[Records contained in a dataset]
________________

PR #390, opened 2019-10-18
User/bskeen/update to dotnet core 2

bskeen:
Upgrading Fabric.Identity to .Net Core 2.2 to allow for IdPSS functionality to be merged into Fabric.Identity.


Fabric.Identity.API/Validation/ApiResourceValidator.cs
```diff
@@ -22,9 +22,14 @@ private void ConfigureRules()
 
             RuleFor(apiResource => apiResource.Scopes)
                 .NotNull()
-                .SetCollectionValidator(new ScopeValidator())
                 .WithMessage("Please specify at least one Scope for this Api Resource");
 
+            RuleForEach(apiResource => apiResource.Scopes)
+                .SetValidator(new ScopeValidator())
+                .WithMessage("Please specify at least one Scope for this Api Resource");
```
ctediz: Is this rule being duplicated?

Fabric.Identity.API/appsettings.json
```diff
@@ -26,9 +26,9 @@
     "Password": ""
   },
   "HostingOptions": {
-    "UseIis": false,
-    "UseTestUsers": true,
-    "StorageProvider": "InMemory",
+    "UseIis": true,
+    "UseTestUsers": false,
+    "StorageProvider": "sqlserver",
```
ctediz: I'm thinking this file should be undone, but it seems like we are always making these changes to get it to run locally

Fabric.Identity.IntegrationTests/SuppressExecutionContextHandler.cs
```diff
@@ -0,0 +1,29 @@
...
+
+namespace Fabric.Identity.IntegrationTests
+{
+    public class SuppressExecutionContextHandler : DelegatingHandler
+    {
+        public SuppressExecutionContextHandler(HttpMessageHandler innerHandler) : base(innerHandler)
+        {
+        }
+
+        protected override Task<HttpResponseMessage> SendAsync(HttpRequestMessage request, CancellationToken cancellationToken)
```
ctediz: What is this class doing?

Fabric.Identity.API/Events/FabricUserLoginSuccessEvent.cs
```diff
@@ -4,12 +4,9 @@ namespace Fabric.Identity.API.Events
 {
     public class FabricUserLoginSuccessEvent : UserLoginSuccessEvent
     {
-        public FabricUserLoginSuccessEvent(string provider, string providerUserId, string subjectId, string name, string clientId) : base(provider, providerUserId, subjectId, name)
+        public FabricUserLoginSuccessEvent(string provider, string providerUserId, string subjectId, string name, string clientId)
```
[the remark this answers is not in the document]
bskeen: This one was already that way, it was just a formatting change here. This class is sent to IdentityServer, and the type name may be used to log some stuff.

Fabric.Identity.API/Extensions/AuthenticationBuilderExtensions.cs
```diff
@@ -0,0 +1,117 @@
...
+                            options.Scope.Add(s);
+                        }
+                    });
+                }
+            }
+
+            return builder;
+        }
+
+        public static IApplicationBuilder UseStaticFilesForAcmeChallenge(this IApplicationBuilder builder, string challengeDirectory, ILogger logger)
```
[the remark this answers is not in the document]
bskeen: Yes, this particular one is. It is still used in the Configure method.

Fabric.Identity.API/Validation/ApiResourceValidator.cs
bskeen: No, it's not. One of the validators checks if the collection is null, and this one checks if there are items in the collection and that those items are valid.

Fabric.Identity.IntegrationTests/SuppressExecutionContextHandler.cs
bskeen: Without this class (and the use of it in the Integration Test Fixture), the integration tests all break in the middleware. The TestServer clears the HttpClient from the HttpContext, so when the middleware tries to access it, the server crashes with a Null Reference Exception. This is a known breaking change caused by .Net Core 2.2.

Fabric.Identity.API/scripts/BenTestLog.txt
```diff
@@ -0,0 +1,4772 @@
+Error response from daemon: No such container: identity.integration.openldap
```
ctediz: extra file

Fabric.Identity.API/Services/IdPSearchServiceProvider.cs
```diff
@@ -1,161 +1,161 @@
...
+            _appConfig = appConfig;
+            _logger = logger;
+            _policyProvider = policyProvider;
+            _httpClient = httpClient;
+            _httpRequestMessageFactory = httpRequestMessageFactory;
+        }
+
+        public async Task<ExternalUser> FindUserBySubjectId(string subjectId)
+        {
+            if (!_appConfig.IdentityProviderSearchSettings.IsEnabled)
```
ctediz: Is this part of the port over?

Seems strange that only this search has a check to see if it's disabled, it's probably better to inject an empty IExternalIdentityProviderService during startup

Fabric.Identity.API/Services/IdPSearchServiceProvider.cs
```diff
@@ -1,161 +1,161 @@
...
+            };
+
+            var accessTokenResponse = await client.RequestClientCredentialsTokenAsync(tokenRequest);
+            if (accessTokenResponse.IsError)
+            {
+                _logger.Error(
+                    $"Failed to get access token, error message is: {accessTokenResponse.ErrorDescription}");
+            }
+
+            var baseUri = await _appConfig.IdentityProviderSearchSettings.GetEffectiveBaseUrl(_appConfig);
```
ctediz: Is this trying to reach out to old idpss? I'm guessing this is existing code?

ctediz: I'm guessing this is handled in the other pr actually

Fabric.Identity.API/Documentation/SecurityRequirementsOperationFilter.cs
```diff
@@ -19,13 +19,24 @@ public SecurityRequirementsOperationFilter(IOptions<AuthorizationOptions> author
...
+            if (context.ApiDescription.ActionDescriptor is
+                Microsoft.AspNetCore.Mvc.Controllers.ControllerActionDescriptor controller)
+            {
+                policies.AddRange(controller.ControllerTypeInfo
+                    .GetCustomAttributes(true)
+                    .OfType<AuthorizeAttribute>()
+                    .Select(attr => attr.Policy));
+            }
+
+            if (context.ApiDescription.TryGetMethodInfo(out var methodInfo))
```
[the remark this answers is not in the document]
hckenmiller: It looks like you could get the policy names that determines access to the resource, by consolidating to this and add a .Select(attr => attr.Policy) at the end.         
var authAttributes = context.MethodInfo.DeclaringType.GetCustomAttributes(true)
            .Union(context.MethodInfo.GetCustomAttributes(true))
            .OfType<AuthorizeAttribute>();
https://github.com/domaindrivendev/Swashbuckle.AspNetCore#operation-filters

Fabric.Identity.API/Fabric.Identity.API.csproj
```diff
@@ -1,23 +1,29 @@
...
-    <TargetFramework>netcoreapp1.1</TargetFramework>
+    <TargetFramework>netcoreapp2.2</TargetFramework>
     <DockerComposeProjectPath>..\docker-compose.dcproj</DockerComposeProjectPath>
     <Company>Health Catalyst</Company>
     <Product>Fabric.Identity</Product>
     <Copyright>Copyright © 2018</Copyright>
     <Version Condition=" '$(BUILD_BUILDNUMBER)' == '' ">1.0.0.0-local</Version>
     <Version Condition=" '$(BUILD_BUILDNUMBER)' != '' ">$(BUILD_BUILDNUMBER)</Version>
+    <CopyRefAssembliesToPublishDirectory>true</CopyRefAssembliesToPublishDirectory>
+    <AspNetCoreHostingModel>OutOfProcess</AspNetCoreHostingModel>
```
hckenmiller: Why are we choosing OutOfProcess instead of InProcess for hosting in Asp.Net Core 2.2. Is it because we want to be compatible with Linux as well so InProcess won't work for linux. InProcess provides better performance and is less resource intensive. There isn't an extra network hop between IIS and Kestral or maintaining an additional process.

Fabric.Identity.API/Models/ModelExtensions.cs
```diff
@@ -58,8 +58,10 @@ public static IS4.Client ToIs4ClientModel(this Client client)
                     PostLogoutRedirectUris = client.PostLogoutRedirectUris,
                     EnableLocalLogin = client.EnableLocalLogin,
                     IdentityProviderRestrictions = client.IdentityProviderRestrictions,
-                    LogoutUri = client.LogoutUri,
-                    LogoutSessionRequired = client.LogoutSessionRequired,
+                    FrontChannelLogoutUri = client.LogoutUri,
+                    BackChannelLogoutUri = client.LogoutUri,
```
hckenmiller: We specify GrantTypes.Implicit or implicit flow above, but we are using BackChannelLogoutUri and LogoutSessionRequired, which is the hybrid flow here.

Fabric.Identity.API/Models/ModelExtensions.cs
```diff
@@ -76,7 +78,7 @@ public static IS4.Client ToIs4ClientModel(this Client client)
                     Claims = client.Claims,
                     AlwaysSendClientClaims = client.AlwaysSendClientClaims,
                     AlwaysIncludeUserClaimsInIdToken = client.AlwaysIncludeUserClaimsInIdToken,
-                    PrefixClientClaims = client.PrefixClientClaims,
+                    ClientClaimsPrefix = client.PrefixClientClaims ? "client_" : null,
```
hckenmiller: Was the prefixclientclaims set to "client_" before? Is this just to distinguish client claims from user claims?

Fabric.Identity.API/Models/ModelExtensions.cs
```diff
@@ -120,8 +122,8 @@ public static Client ToClientViewModel(this IS4.Client client)
                 PostLogoutRedirectUris = client.PostLogoutRedirectUris,
                 EnableLocalLogin = client.EnableLocalLogin,
                 IdentityProviderRestrictions = client.IdentityProviderRestrictions,
-                LogoutUri = client.LogoutUri,
-                LogoutSessionRequired = client.LogoutSessionRequired,
+                LogoutUri = client.FrontChannelLogoutUri ?? client.BackChannelLogoutUri,
```
hckenmiller: So we aren't using the hybrid, we are using either implicit flow or authorization code flow?

Fabric.Identity.API/Startup.cs
```diff
@@ -192,13 +213,12 @@ public void ConfigureServices(IServiceCollection services)
...
             IApplicationBuilder app,
             IHostingEnvironment env,
-            ILoggerFactory loggerFactory,
             IDbBootstrapper dbBootstrapper)
         {
             if (env.IsDevelopment())
             {
                 app.UseDeveloperExceptionPage();
-                _loggingLevelSwitch.MinimumLevel = LogEventLevel.Verbose;
+                LogFactory.LoggingLevelSwitch.MinimumLevel = LogEventLevel.Verbose;
```
hckenmiller: should this be something exposed in web.config or appsettings.json to allow the type of logging?

Fabric.Identity.IntegrationTests/IntegrationTestsFixture.cs
```diff
@@ -175,35 +185,83 @@ protected static IdentityDbContext IdentityDbContext
             }
         }
 
-        public HttpClient HttpClient { get; }
+        private readonly TaskCompletionSource<HttpClient> _httpClientTaskCompletionSource;
+
+        public Task<HttpClient> HttpClient => _httpClientTaskCompletionSource.Task;
 
         private TestServer CreateIdentityTestServer(string storageProvider)
         {
```
hckenmiller: Can this test server setup be consolidated some, and create the TestServer with a method and only the custom settings for each test server should be different.

Fabric.Identity.UnitTests/Validation/StubTokenValidator.cs
```diff
@@ -17,6 +19,11 @@ public Task<TokenValidationResult> ValidateAccessTokenAsync(string token, string
             bool validateLifetime = true)
         {
             return Task.FromResult(IdentityTokenValidationResult);
-        }
+        }
+
+        public Task<TokenValidationResult> ValidateRefreshTokenAsync(string token, Client client = null)
```
hckenmiller: why are parameters being passed, but not used?

Fabric.Identity.API/Fabric.Identity.API.csproj
bskeen: I chose to use OutOfProcess hosting because that is the way we are currently hosting it. My goal was to update the framework without having to drastically change how things are working. If this is the wrong call in this case, we can definitely have the discussion to update this, especially since I agree that it would be better if we were able to host InProcess.

Fabric.Identity.API/Models/ModelExtensions.cs
bskeen: With this one, the LogoutUri wasn't split into Front and Back channel before, so Jason and I decided to assign it to both. We weren't exactly sure which one we were using, and we were thinking it might be easier to put the same value in both to preserve the current functionality. We could remove one if it isn't needed though.

Fabric.Identity.API/Documentation/SecurityRequirementsOperationFilter.cs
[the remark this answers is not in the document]
bskeen: Thanks for the feedback, I will update this.

Fabric.Identity.API/Models/ModelExtensions.cs
bskeen: When we were updating IdentityServer, there were quite a few places where they updated types on objects we were using. In this case, it used to be a boolean value, but now it is a string. Looking up in the former code, it added `client_` as the prefix if the boolean was set to true. Although the new structure is more flexible, our code was built to work with the old structure. In particular, we had a Client model class that had a boolean for this parameter. The ternary operator above is there to try and accommodate the new structure in IdentityServer without rewriting the functionality we currently have.

Fabric.Identity.API/Models/ModelExtensions.cs
bskeen: Same as the comment above, we weren't sure which was used by our system. It could be that BackChannel is never used, we just were updating to try and preserve the current functionality as closely as possible (and before there was only one URL). I would be fine removing the null coalesce if one is never used by us.

Fabric.Identity.API/Services/IdPSearchServiceProvider.cs
bskeen: This class will probably be removed in the next couple of versions. The current search endpoint does reference this, although it might be broken (which is one of the reasons why we wanted to migrate IdPSS over in the first place).

Fabric.Identity.API/Startup.cs
bskeen: This should already be controlled by the configuration. In this case, it is just setting the logging to the highest detail level if it is in development mode.

Fabric.Identity.IntegrationTests/IntegrationTestsFixture.cs
bskeen: Thanks for the input, I fixed this and will push the changes soon.

Fabric.Identity.IntegrationTests/ServiceTests/IdentityConfigurationProviderTests.cs
```diff
@@ -23,10 +25,14 @@ public void GetAppConfiguration_ReturnsAppConfig_Success()
...
             var decryptionService = new DecryptionService(mockCertificateService);
-            var identityConfigurationProvider = new IdentityConfigurationProvider();
+            var config = new ConfigurationBuilder()
+                .AddJsonFile(Path.Combine(directory.FullName, "appsettings.json"))
+                .Build();
+            var identityConfigurationProvider = new IdentityConfigurationProvider(config);
+            
 
             // Act
-            var appConfig = identityConfigurationProvider.GetAppConfiguration(directory.FullName, decryptionService);
```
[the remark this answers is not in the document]
bskeen: This is related to the changes I needed to make to `Program.cs`'s main method. Configuration is handled a little bit differently in .Net Core 2.2 than in .Net Core 1.1.

Fabric.Identity.UnitTests/Validation/StubTokenValidator.cs
bskeen: I think that an interface was updated, and in this case, where this is a StubTokenValidator just used for testing purposes, I implemented the method, but without any real content in the method.

Fabric.Identity.IntegrationTests/IntegrationTestsFixture.cs
```diff
@@ -433,7 +463,9 @@ protected virtual void Dispose(bool disposing)
             if (disposing)
             {
                 // free managed resources
-                HttpClient.Dispose();
+                //HttpClient.Wait();
```
hckenmiller: So HttpClient can be removed now.

Fabric.Identity.IntegrationTests/IntegrationTestsFixture.cs
```diff
@@ -214,49 +259,34 @@ private TestServer CreateRegistrationApiTestServer(string storageProvider)
...
-            apiBuilder.UseKestrel()
-                .UseContentRoot(Directory.GetCurrentDirectory())
-                .UseStartup<Startup>()
-                .UseUrls(RegistrationApiServerUrl);
-
-            return new TestServer(apiBuilder);
+            builder.ConfigureServices(c => c.AddSingleton(options)
+                .AddSingleton<IPostConfigureOptions<JwtBearerOptions>>(new PostConfigureOptions<JwtBearerOptions>("Bearer", jwtOpts =>
+                {
+                    jwtOpts.BackchannelHttpHandler = new SuppressExecutionContextHandler(IdentityTestServer.CreateHandler());
```
hckenmiller: What is this doing?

________________

### TASK TO COMPLETE
Look through the records above and report how many lines hold the word "json", giving only the number.

### RESPONSE BELOW
3